Does anyone know what's the maintenance interval (# of hours) for replacing spark plug on Toro Timemaster? I am surprised this is not included in the manual.


----------



## TN Hawkeye (May 7, 2018)

I always change mine when I winterize. They probably last longer than a season but it keeps me from forgetting.


----------



## ericgautier (Apr 22, 2017)

seiyafan said:


> I am surprised this is not included in the manual.


What make/model engine? I think it might be because the spark plug maintenance is covered under the engine make/model.


----------



## TN Hawkeye (May 7, 2018)

ericgautier said:


> seiyafan said:
> 
> 
> > I am surprised this is not included in the manual.
> ...


You're right.

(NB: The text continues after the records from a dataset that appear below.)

PR #241, opened 2025-02-28
feat(@clack/prompts): add help on prompt

### LINKED ISSUE #135: [Request] text: Add 'help' key to provide prompt description to the user

MacFJA:
Add help/description option on:
- text
- password
- confirm
- select
- multiselect
- groupMultiselect

<details open>
<summary>Screenshots</summary>

Image
Image
Image

</details>

---

- The help text is display in dim and italic to differentiate from the placeholder
- The help text doesn't appear on submitted prompt or canceled prompt

---

I'm not sure about the icon
Right now, the icon is [ⓘ](https://symbl.cc/en/24D8/)

Other options were:
image

---

Fix #135 and #111

### DIFF
--- a/packages/prompts/src/index.ts
+++ b/packages/prompts/src/index.ts
@@ -27,6 +27,7 @@ const S_STEP_SUBMIT = s('◇', 'o');
 
 const S_BAR_START = s('┌', 'T');
 const S_BAR = s('│', '|');
+const S_BAR_DETAIL = s('│ⓘ', `|${color.italic('i')}`);
 const S_BAR_END = s('└', '—');
 
 const S_RADIO_ACTIVE = s('●', '>');
@@ -58,6 +59,11 @@ const symbol = (state: State) => {
 		case 'submit':
 			return color.green(S_STEP_SUBMIT);
 	}
+};
+
+const help = (text: string | undefined, style: (input: string) => string) => {
+	if (text === undefined) return '';
+	return `${style(S_BAR_DETAIL)} ${color.dim(color.italic(text))}\n`;
 };
 
 interface LimitOptionsParams<TOption> {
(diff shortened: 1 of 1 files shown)


packages/prompts/src/index.ts
```diff
@@ -27,6 +27,7 @@ const S_STEP_SUBMIT = s('◇', 'o');
 
 const S_BAR_START = s('┌', 'T');
 const S_BAR = s('│', '|');
+const S_BAR_DETAIL = s('│ⓘ', `|${color.italic('i')}`);
```
natemoo-re, line 30: Flagging this since I want to play with it locally and come up with a good indicator. Having an icon on the inside margin feels a bit off, but I don't know what will feel better just yet.

Thanks for including your explorations in the PR description!

natemoo-re (approved):
Thanks for implementing this! Looks great. I'm going to take another pass at the icon before merging.

MacFJA:
I did some other test that don't use an icon at all:
image

dreyfus92 (commented):
@MacFJA this has become stale, do you mind revisiting this?

PR #242, opened 2025-02-28
fix(@clack/prompts): handle spinner.stop call when spinner.start was not called

Minishlink:
Basic reproduction would be

```ts
const spin = spinner();
try {
  await doSomethingWithAnotherSpinnerInsideAndThrows();
  spin.start('loading do');
  await doSomething()
  spin.stop('success!')
} catch(error) {
  spin.stop('error!', 2)
  handleError(error)
}
```

### DIFF
--- a/packages/prompts/src/index.ts
+++ b/packages/prompts/src/index.ts
@@ -729,7 +729,7 @@ export const spinner = ({ indicator = 'dots' }: SpinnerOptions = {}) => {
 	const delay = unicode ? 80 : 120;
 	const isCI = process.env.CI === 'true';
 
-	let unblock: () => void;
+	let unblock: (() => void) | undefined;
 	let loop: NodeJS.Timeout;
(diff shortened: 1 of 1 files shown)


DogPawHat:
Wouldn't it be better if it threw an error instead if `stop` was called before `start`?

```
if (!isSpinnerActive) {
	throw new Error('You can not stop the spinner if it is not active');
}
```

Minishlink:
I'd rather make .stop return early if !isSpinnerActive but I'm ok with this if you can access isSpinnerActive publicly

43081j:
i think we should return early like you say

so keep `unblock` as it is (because if we reach it, it must've been initialised), but change `stop` to return early:

```ts
if (!isSpinnerActive) {
  return;
}
```

43081j:
looks like this was fixed in 0b852e10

I just checked my manual and it says to refer to the enclosed engine manual for spark plug information.


----------



## SCGrassMan (Dec 17, 2017)

Yearly


----------



## seiyafan (Apr 3, 2019)

ericgautier said:


> seiyafan said:
> 
> 
> > I am surprised this is not included in the manual.
> ...


Model: 21199
I put on about 25 hours of usage each year.


----------



## MasterMech (Sep 24, 2017)

seiyafan said:


> ericgautier said:
> 
> 
> > seiyafan said:
> ...


I'd consider changing it roughly 10-15 years from the date you installed the last one. 

In all seriousness, changing it whenever you get he itch won't hurt. But it's exceptionally rare to actually wear out a plug.


----------



## JRS 9572 (May 28, 2018)

I change all mine yearly. They're not that much in cost, and only takes a minute to change.


----------



## TroyScherer (Jul 17, 2018)

I know this is a sacrilege but I know that I have had my mower for 10 years and had never change the spark plug before this year. And honestly is still looked good and was gaped fairly close to spec.


----------